How Youth Development Leads To College Softball Success

The Women’s College World Series reached new heights this year with record-setting television numbers and with the University of Oklahoma’s record-breaking performance. The questions a lot of people ask around the second week of June surround the development of their favorite players and how they thrive at elite levels and in high-pressure situations. The answers lie in the training and development of these players from a young age.
When looking at the differences between a Division 1 softball program and an elite travel ball program, the gaps are beginning to close. Facilities providing full weight rooms, training spaces and elite-level coaching are beginning to show up throughout the United States within numerous amateur travel organizations. Multiple facilities offer the same level of training that college athletes are given, along with performance tests and competitions in the weight room, which ultimately prepare them for college.
Another aspect of elite amateur travel ball organizations that is key to player development is the commitment from coaches. In many cases, elite amateur coaches do not have children on the team and are paid to be there.
One coach who has consistently helped develop high-level softball athletes is Mike Stith of the Orange County Batbusters. At one point in the 2021 Women’s College World Series, there were 17 players competing for a national championship who were Batbuster alumnae.
When asked about his coaching style and preparing his players for the next level, Stith says, “You have to play for a net-giver. When choosing who to play for, you want a coach that is going to give the players everything they have.”
He says keeping this perspective has allowed him to give players his full attention to help them succeed at the next level. As it pertains to the coaching side of the Batbusters operation, he mentions, “it took years to find coaches that were as bought into the development of athletes at the level they are now and to find athletes that were willing to buy into what we (the Batbusters organization) is trying to do.”
The difference between the players who come to college ready to play and those who are left playing catch up in the fall is both physical and mental. Players who are mentally prepared to play and buy into a college program’s philosophy and ideas, along with performing in the weight room on a consistent basis, will ultimately see the field.
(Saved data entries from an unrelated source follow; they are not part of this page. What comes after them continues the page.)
PR #5, opened 2016-10-12
Add Services

Fryguy:
Services have been enabled, so this PR adds the badges and enables Travis.

@chessbyte Please review.

### DIFF
--- a/.travis.yml
+++ b/.travis.yml
@@ -1,0 +1,12 @@
+language: ruby
+rvm:
+- '2.3.1'
+sudo: false
+cache: bundler
+notifications:
+  webhooks:
+    urls:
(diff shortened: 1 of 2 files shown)


Fryguy:
Even though Travis is failing, it might be better to merge and let master go red, and then the first thing after that would be to get master to go green.  cc @juliancheal @durandom

juliancheal:
So the reason it's failing is due to the dependency on xclarity_client. My plan today is to push that up to Rubygems as a 0.1 version gem. As we still have lots more discussions/code to do on the gem, so waiting until then would be too long.

juliancheal:
My #6 PR should fix the issues with this PR.

PR #15, opened 2016-11-02
Updated XClarity gem to the lastest version

juliancheal:


app/models/manageiq/providers/lenovo/manager_mixin.rb
```diff
@@ -11,11 +11,11 @@ def description
...
 
-    username = options[:user] || authentication_userid(options[:auth_type])
-    password = options[:pass] || authentication_password(options[:auth_type])
-    host     = options[:host]
-
-    self.class.raw_connect(username, password, host)
+    username   = options[:user] || authentication_userid(options[:auth_type])
+    password   = options[:pass] || authentication_password(options[:auth_type])
+    host       = options[:host]
+    verify_ssl = options[:verify_ssl] ||
```
Fryguy: Rubocop: Useless assignment to variable - `verify_ssl`

app/models/manageiq/providers/lenovo/manager_mixin.rb
```diff
@@ -11,11 +11,11 @@ def description
...
+    self.class.raw_connect(username, password, host, verify_ssl)
```
Fryguy: And this one is part of the `||` on the previous line so should be indented  (unless that `||` is the actual bug here)

app/models/manageiq/providers/lenovo/manager_mixin.rb
```diff
@@ -52,7 +53,7 @@ def discover(username, password, host)
       all_emses         = includes(:authentications)
       all_ems_names     = all_emses.map(&:name).to_set
 
-      xclarity = raw_connect(username, password, host)
+      xclarity = raw_connect(username, password, host, verify_ssl)
```
Fryguy: Rubocop: Useless assignment to variable - `xclarity`.

app/models/manageiq/providers/lenovo/manager_mixin.rb
juliancheal: Ha I just went to see why this was there, and realised the file isn't checked in with the extra `||`

PR #25, opened 2017-01-20
Ran provider (update) generator.

juliancheal:
This keeps the provider inline with new updates for all providers.
Also removed rubocop_base.yml as no longer required.

PR #26, opened 2017-01-20
Set correct base class for Lenovo Manager

blomquisg:
The base manager class for `Lenovo::PhysicalInfraManager` was accidentally left as `InfraManager`.  This was a hold over from before the base `PhysicalInfraManager` class existed.

By updating to the correct base class, functions like `ManageIQ::Providers::PhysicalInfraManager.supported_subclasses` and `ManageIQ::Providers::PhysicalInfraManager.supported_types_and_descriptions_hash` will now return the correct list.  For example:

```
irb(main):003:0> ManageIQ::Providers::PhysicalInfraManager.supported_subclasses.map(&:name)
=> ["ManageIQ::Providers::Lenovo::PhysicalInfraManager"]
irb(main):004:0> ManageIQ::Providers::PhysicalInfraManager.supported_types_and_descriptions_hash
=> {"lenovo_ph_infra"=>"Lenovo XClarity"}
```


juliancheal:
LGTM 👍 and all that jazz. Travis is Red, but that's because I need to merge https://github.com/ManageIQ/manageiq-providers-lenovo/pull/25. The failure is because a file was moved to ui-classic from manageiq repo.

PR #30, opened 2017-02-23
Adds event collection to lenovo provider

rodneyhbrown7:
@miq-bot add_label: wip, providers/physical-infrastructure

### DIFF
--- a/app/models/manageiq/providers/lenovo/physical_infra_manager/event_catcher/stream.rb
+++ b/app/models/manageiq/providers/lenovo/physical_infra_manager/event_catcher/stream.rb
@@ -1,5 +1,4 @@
 class ManageIQ::Providers::Lenovo::PhysicalInfraManager::EventCatcher::Stream
-
   # Creates an event monitor
   #
   def initialize(ems)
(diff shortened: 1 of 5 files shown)


juliancheal:
@miq-bot add_label wip, providers/physical-infrastructure

app/models/manageiq/providers/lenovo/physical_infra_manager/event_catcher/stream.rb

Game knowledge comes from experience and time on the field. The more someone is exposed to a situation on the field, the more comfortable they become and the better they react to it in games. This is a key aspect to the difference in playing travel ball and moving to the college level. In order to mentally prepare for the moment a player takes their new home field for the first time in college, or when they start their first collegiate game, they have to get acquainted with the environment, and ultimately, that takes time.
Developing elite-level players is not an easy task in softball. But what ultimately sets those players up for success are the coaches who guide their athletes on and off the field and push them in the weight room. It also takes dedicated athletes who are willing to trust their coaches and the time it takes to make them great. And that begins long before they ever step on the field in college.
Olivia Rains is a Summer 2021 intern for Softball America. She was a member of Oklahoma's 2021 national championship team, and has since transferred to continue her college softball career at Texas Tech. Rains was the 2018 Oklahoma Gatorade Player of the Year.